The OSBI already allows survivors to track the location or status of their rape kit. Advocates say for those who don’t use the internet, this law will help keep them updated.

Danielle Tudor is a sexual assault survivor who worked with Representative Cyndi Munson for almost five years writing House Bill 2546.

She said something like this would’ve helped her when she was a teenager dealing with the painful experience alone.

“You’ve been through a traumatic experience,” she said, “and now you’re having to relive that telling somebody else very personal details about what happened to you, and I know for me personally, when I had to go through that, I would’ve benefited greatly from having somebody there that could help me walk through that.”

Starting in November when the law goes into effect, victims of sexual assault in Oklahoma will be entitled to a free rape kit and medication after a sexual assault.

“It also prohibits anyone from trying to discourage a survivor from having a rape kit done and then also having that advocate present at the hospital but also with interviews either with the district attorney’s office or law enforcement that they can have someone with them that’s a support person,” she said.

The Joyful Heart Foundation is a national organization working to end the backlog of rape kits across the United States.

Director of Policy Ilse Knecht said they provided legislative examples and statistics throughout the process.

“What we hear from a lot of survivors across the country is that they get this exam done,” she said. “It’s very uncomfortable and invasive and the best of circumstances, it can take 4 to 6 hours, maybe longer, and they obviously do that with the hope the evidence will be used. Most of them leave the hospital and never hear anything again about their rape kit.”
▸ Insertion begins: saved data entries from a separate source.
PR #114, opened 2022-03-03
Idiomatic royalty validation

shanev:
We weren't using `String` for the royalty payment address. This fixes it to be more consistent with the rest of the contracts, and also introduces a separate message type for royalty responses that uses strings instead of `Addr`.

### DIFF
--- a/contracts/sg721/src/state.rs
+++ b/contracts/sg721/src/state.rs
@@ -1,15 +1,14 @@
-use crate::ContractError;
 use cosmwasm_std::{Addr, Decimal};
 use cw_storage_plus::Item;
 use schemars::JsonSchema;
 use serde::{Deserialize, Serialize};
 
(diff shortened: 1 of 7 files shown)


contracts/sg721/src/state.rs
```diff
@@ -1,15 +1,14 @@
...
 use serde::{Deserialize, Serialize};
 
 #[derive(Serialize, Deserialize, Clone, Debug, PartialEq, JsonSchema)]
-pub struct CollectionInfo {
+pub struct CollectionInfo<T> {
     pub description: String,
     pub image: String,
     pub external_link: Option<String>,
-    pub royalties: Option<RoyaltyInfo>,
+    pub royalty_info: Option<T>,
```
JakeHartnell, line 11: This is _really_ nice. Will provide a lot more flexibility in the future. :heart:

JakeHartnell (approved):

Now, victims can request and receive the results and status of the evidence collected by local law enforcement or healthcare providers.

According to Tudor, the Attorney General’s Sexual Assault Kit Taskforce is working on the documents that will be provided to victims.

“You’re going to get the same piece of information that outlines for you what is available,” she said, “a help crisis line as well as advocate, how to track your rape kit and how you can actually keep in touch with law enforcement to find out what’s happening with your case.”

Knecht said having this information is central to the survivor’s healing and wellbeing.